• _Action item_: Copy all the lines of the data that include the word "files".

(Collected data entries)
PR #21, opened 2022-09-15
minor refactors to line breaking logic

benoitkugler:
Some suggestions to hopefully make the logic a bit clearer.
No fundamental changes.
Names are open to discussion :)


whereswaldon:
Great work! I've incorporated these changes into #19, so I'm going to close this.

andydotxyz:
This PR added a new external dependency on a repository that has just 6 stars. Just wanted to mention that and confirm that everyone is ok introducing this dep?

It is also a BSD license which, as I understand it, means that an Unlicense toolkit may have to be clear that users are taking on a license more restrictive than the main project?

whereswaldon:
> This PR added a new external dependency on a repository that has just 6 stars. Just wanted to mention that and confirm that everyone is ok introducing this dep?

This PR was just a way for @benoitkugler to suggest changes to #19. I added the dependency there, so it's probably best to discuss it there.

> It is also a BSD license which, as I understand it, means that an Unlicense toolkit may have to be clear that users are taking on a license more restrictive than the main project?

That repository is a thoroughly tested implementation of many of the Unicode text segmentation algorithms, which is pretty hard to find. It is also dual-licensed BSD/UNLICENSE, just like our repo.

The exact repo we're depending on has changed since this PR, so I'd recommend reviewing the dependency changes on #19.

andydotxyz:
Apologies, I missed that there were two licenses in the LICENSE file.
But I did notice that readme states "This is very much work in progress, not intended for production use. Please be patient."

PR #22, opened 2022-09-15
shaping: fix invalid use of errors.As

whereswaldon:
Go 1.19 refuses to run the tests with this mistake in place.

### DIFF
--- a/shaping/output_test.go
+++ b/shaping/output_test.go
@@ -91,7 +91,7 @@ func TestRecalculate(t *testing.T) {
 		Direction di.Direction
 		Input     []shaping.Glyph
 		Output    shaping.Output
-		Error     error
+		Error     *shaping.UnimplementedDirectionError
 	}
 	for _, tc := range []testcase{
 		{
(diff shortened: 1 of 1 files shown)


benoitkugler:
LGTM

shaping/output_test.go
```diff
@@ -91,7 +91,7 @@ func TestRecalculate(t *testing.T) {
 		Direction di.Direction
 		Input     []shaping.Glyph
 		Output    shaping.Output
-		Error     error
```
andydotxyz, line 94: Was this line really required too? seems kinda limiting

whereswaldon: I couldn't see a simple change that didn't require this. What we want to achieve is checking whether the concrete type of a returned error matches the expected concrete type. That's actually kinda a pain. There's likely a way to do it with reflection, but there's no simple mechanism available. I figured that since we only need to check for one concrete type right now, we can do this. If we introduce other concrete types into the API, we can then bite the complexity bullet of implementing the reflect-based type matching.

PR #31, opened 2022-11-11
shaping: provide size in output

whereswaldon:
This commit copies the shaping.Input's size to the corresponding shaping.Output. This makes shaping text with variable-sized runs much easier, as you don't need to do manual tracking of the run sizes.

### DIFF
--- a/shaping/output.go
+++ b/shaping/output.go
@@ -86,6 +86,8 @@ func (b Bounds) LineHeight() fixed.Int26_6 {
 type Output struct {
 	// Advance is the distance the Dot has advanced.
 	Advance fixed.Int26_6
+	// Size is copied from the shaping.Input.Size that produced this Output.
+	Size fixed.Int26_6
 	// Glyphs are the shaped output text.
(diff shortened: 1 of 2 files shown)


benoitkugler (approved):

shaping/output.go
```diff
@@ -86,6 +86,9 @@ func (b Bounds) LineHeight() fixed.Int26_6 {
 type Output struct {
 	// Advance is the distance the Dot has advanced.
 	Advance fixed.Int26_6
+	// Size is the scaling factor applied to this text during shaping, copied from
```
andydotxyz, line 89: Is it just me that is confused by this documentation?
I went to the Input struct to see what it means and I do understand it now, but to state that size is a scaling factor alone seems potentially confusing.

whereswaldon: I've updated it to simply state that the field is copied from `shaping.Input.Size`. That way we only need to document what it _means_ in one place.

andydotxyz (approved):

PR #34, opened 2022-12-09
[deps] update to last textlayout version

benoitkugler:
@Jacalz has been working on binary size and memory optimisation in textlayout, available in v0.3.0


whereswaldon (approved):
Thank you!

andydotxyz (approved):
Excited that we can trim a few things down :)

Issue #28, opened 2022-10-12
How to implement line wrapping parameters?


whereswaldon:
So I think we're clearly going to want to be able to configure the line wrapper's behavior. Things like:

- enable/disable breaking lines within a word, and various heuristics for when to do so
- hyphenation
- maybe justification? This *seems* like it can be implemented as a separate step for most scripts, just spreading extra space across whitespace glyphs. For scripts that don't use whitespace, I frankly have no idea how to do this. I think we can deal with that later though.
- allowing re-shaping segments to enable breaking at previously unbreakable places?

I'm not asking for an inventory of these parameters or anything, but rather for thoughts on how they should be provided. My inclination is to add something like:

```go
type WrapConfig struct {
    BreakWordPolicy // Type encapsulating the heuristics for how to break within a word
    Hyphenate bool
    Hyphen Output // The actual hyphen glyph to use, the result of a previous shape
    // maybe other fields later
}
```

This could then become a new parameter to `LineWrapper.Prepare` and `LineWrapper.WrapParagraph`. That would create a constraint that the configuration must be constant for the duration of a paragraph, but I think that's probably desirable. Wrapping individual lines with different choices seems... strange?

The other obvious API choice would be adding this as a field on the LineWrapper, but I think that makes reusing a single LineWrapper instance for many different pieces of content unnecessarily hard.

I think the most urgently needed option here is enabling the ability to break within a word. Right now Gio simply can't do it (because we don't surface it), so strings in extremely narrow spaces are just visually truncated by-word. You get to see the beginning of each word in the string. It's pretty sub-optimal. :D

benoitkugler:
Another possible parameter would be related to ellipsis (that is, add ... and truncate instead of wrapping).

Besides, I'm currently thinking about two possible sources of inspiration: the flutter text API (which somehow enables precise configuration while remaining rather ergonomic), and the semantics defined by the CSS specification. I'll take a deeper look to see if there are concepts we could use here..

benoitkugler:
Otherwise, I like the general plan

whereswaldon:
> Another possible parameter would be related to ellipsis (that is, add ... and truncate instead of wrapping).

I was thinking that we'd address this use-case by setting the `BreakWordPolicy` to always break the final word, setting `Hyphenate` to true, and setting `Hyphen` to a shaped ellipsis. I think that has the correct outcome, though I'll admit that it may not be super intuitive.

[...]

PR #37, opened 2022-12-14
shaping: implement simple line truncation

whereswaldon:
This commit adds a mechanism to limit the number of wrapped lines of text to a fixed quantity. Doing so will currently still require shaping all of the text, but does skip the work to wrap any truncated text.

Updates #28

This does not implement inserting a symbol to indicate truncation, but seemed like a good starting point. Being able to truncate without the symbol is useful on its own, and this way the change is as simple as possible.

I deviated slightly from the discussion in #28 because I realized there are reasons one might wish to only display exactly N lines of text. Instead of a boolean indicating whether or not to truncate, I've used an integer count of lines. I think it's reasonably intuitive, and has the happy side effect of having a zero value which will not perform truncation.

I look forward to your thoughts!

### DIFF
--- a/shaping/wrapping.go
+++ b/shaping/wrapping.go
@@ -314,10 +314,21 @@ type Range struct {
 // Output should be displayed sequentially on one line.
 type Line []Output
 
+// WrapConfig provides line-wrapper settings.
+type WrapConfig struct {
+	// TruncateAfterLines is the number of lines of text to allow before truncating
+	// the text. A value of zero means no limit.
+	TruncateAfterLines int
+}
+
 // LineWrapper holds reusable state for a line wrapping operation. Reusing
 // LineWrappers for multiple paragraphs should improve performance.
 type LineWrapper struct {
-	// seg is an internal storage used to initiate the breaker iterator
+	// config holds the current line wrapping settings.
+	config WrapConfig
+	// truncating tracks whether the wrapper should be performing truncation.
+	truncating bool
+	// seg is an internal storage used to initiate the breaker iterator.
 	seg segmenter.Segmenter
 
 	// breaker provides line-breaking candidates.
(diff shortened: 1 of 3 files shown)


benoitkugler:
Nicely done !
If I understand correctly, `WrapParagraph` will return at most WrapAfterLine (unless its zero), right? Maybe that could appear explicitly in the doc?

benoitkugler (approved):

shaping/wrapping.go
```diff
@@ -361,11 +374,11 @@ func (l *LineWrapper) Prepare(paragraph []rune, shapedRuns ...Output) {
 
 // WrapParagraph wraps the paragraph's shaped glyphs to a constant maxWidth.
 // It is equivalent to iteratively invoking WrapLine with a constant maxWidth.
-func (l *LineWrapper) WrapParagraph(maxWidth int, paragraph []rune, shapedRuns ...Output) []Line {
+func (l *LineWrapper) WrapParagraph(config WrapConfig, maxWidth int, paragraph []rune, shapedRuns ...Output) []Line {
```
whereswaldon, line 377:
```suggestion
// If the config has a non-zero TruncateAfterLines, WrapParagraph will return at most
// that many lines.
func (l *LineWrapper) WrapParagraph(config WrapConfig, maxWidth int, paragraph []rune, shapedRuns ...Output) []Line {
```

whereswaldon:
> Nicely done ! If I understand correctly, `WrapParagraph` will return at most WrapAfterLine (unless its zero), right? Maybe that could appear explicitly in the doc?

Done!

andydotxyz (approved):
Apologies for the delay, looks good.

whereswaldon:
Thanks all!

• _Response box_:
(diff shortened: 1 of 1 files shown)
(diff shortened: 1 of 2 files shown)
(diff shortened: 1 of 3 files shown)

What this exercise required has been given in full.